Hossa przyszła zaciekawiona powąchać -ale to nie jej świat. Ona bawi się tylko małą piłeczką i tylko jak ma ochotę. Za to chyba trochę ujawnia się jej instynkt pasterski.

Link to comment
Share on other sites

Co do Idusi - moim zdaniem powinnaś nie tylko się szarpać, ale i uciekać jej dyskiem sprzed pyska, uciekać z dyskiem i czasem dawać jej złapać ;) ważne jest też to, żeby przerywać w najlepszym momencie, to psa bardzo nakręca przy następnym treningu ;)
Co do Doni - myślę, że powinnaś kupić jakiś miękki dysk, może na początku materiałowy?

Link to comment
Share on other sites

Actina-czy te dalekie rzuty są łapane, czy dysk spada na ziemię? Ja bym unikała sytuacji gdy dysk spada na ziemię a pies go przynosi (pod warunkiem, że nawet nie próbuje go łapać tylko czeka aż spadnie) bo to zły nawyk. Mój starszy pies nie był chowany na rollerach. Na samym początku łapał trzy rzuty na pięć ale to raczej wynikało z mojej słabej umiejętności rzucania-nigdy nie czekał na klapnięcie dekla o ziemię tylko wyskakiwał do niego. Rollery oczywiście łapie i to z wielką zaciętością ale traktuję je raczej jako nagrodę za fajną sesję.
Jeśli pies nie łapie dalekich rzutów to oczywiście zaczynamy od rollera i tak jak napisała drachena.
Ja się nie uważam za profesjonalistę ale trenuję codziennie. Przy sprzyjających warunkach są to nawet dwie, trzy rundy w ciągu dnia (rano, po południu i wieczorem)-to ze straszą suką, która zorientowana w temacie od wielu lat. Z młodszą też codziennie ale tylko raz-sesję dzielę na krótsze z odpoczynkiem ok. pół godziny.
Moim zdaniem ilość treningów może być uzależniona od stopnia zaangażowania psa.
Nie dopuszczaj też do sytuacji gdy na placu jest więcej niż jeden pies. Jeden ćwiczy, reszta na sznurek.

Link to comment
Share on other sites

Idea nie łapie dalekich rzutów. Ale też nie jest tak,że czeka aż spadnie. Gdy jest już trochę zmęczona a krążek upadnie to drapnie go łapą, spojrzy na mnie, szczeknie "mam to podnosić czy rzucisz jeszcze raz?!" Jak nie widzi reakcji z mojej strony to go przynosi ale z obowiązkiem. Co innego gdy złapie krążek przed opadnięciem - wtedy przynosi go z dumą. Na początku oczywiście przynosi wszystko. Staram się oczywiście przerywać przed nasyceniem się psa.

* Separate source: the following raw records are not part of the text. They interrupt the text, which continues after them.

PR #123, opened 2022-12-02
Update app protos

DTCurrie:
Opening this as a draft for team review before opening this for full review. This is a work in progress and will be updated.

PR #135, opened 2022-12-20
Get/Update/Delete Location + List Robots APIs

michaellee1019:
Adds new protos for Get/Update/Delete Location as well as List Robots.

Zdarzyło nam się kilka dobrych rzutów z odebraniem ale nie takich ładnych jakbym chciała. Chyba nie powinnam być zbyt wymagająca bo to pierwszy dzień z frisbee.

Muszę jeszcze popracować nad techniką rzutów.

Żółty krążek dobrze działa na Idusię [FONT=Wingdings][FONT=Wingdings]:-)[/FONT][/FONT]
Gdy ćwiczyłam w drugiej części ogrodu ona bacznie mnie obserwowała- sznupka wystawała spod bramy.
Za każdym razem gdy wychodzę z domu sprawdza czy nie mam ze sobą "tego żółtego".


Dziękuje za cenne rady. Nie będę oczywiście ćwiczyć z całym stadem ale na początek chciałam sprawdzić którym psiakom to się spodoba.
Roller jako nagroda-to też dobra myśl!




A czy te materiałowe frisbee nie mają czasami twardego "pręta" wzmacniającego krąg?

Link to comment
Share on other sites

Codzienne ćwiczenie z psem frisbee wcale nie jest dobre, i wydaje mi się że np. Paula od Weny, lub Karolina od Javy i Negry nie trenują codziennie. Według mnie max to dwa razy w tygodniu z super nakręconym na dyski psem.
Prawidłowe ćwiczenia są przede wszystkim dla psa bardzo męczące psychicznie i fizycznie, to nie jest trening z piłeczką że rzucamy tak samo powtarzając to samo kilkadziesiąt razy żeby psa wybiegać. Obedience czy agility też nie trenuje się codziennie! Bo się psu po prostu nudzi i powszednieje, a jednak sporty mają być takie super ekstra same w sobie ;)

Link to comment
Share on other sites

Ludzie, którzy startują w zawodach mają inny plan ćwiczeń-jest on bardziej skomplikowany, wyczerpujący.
Ja trenuję z psami wyłącznie rekreacyjnie i treningi nie są dla nich ani wyczerpujące fizycznie ani psychicznie-pilnuję aby trwały odpowiednio krótko. Co nie znaczy, że ćwiczenia nie są prawidłowe bo są. Bywa, że "odrabiam zdanie domowe" i staram się nauczyć czegoś nowego i czasami jest to jeden element, który wymaga np. kilkukrotnego przypomnienia w np. sześciu rzutach.
Frisbee było nie było jest świetnym sposobem na wybieganie psa.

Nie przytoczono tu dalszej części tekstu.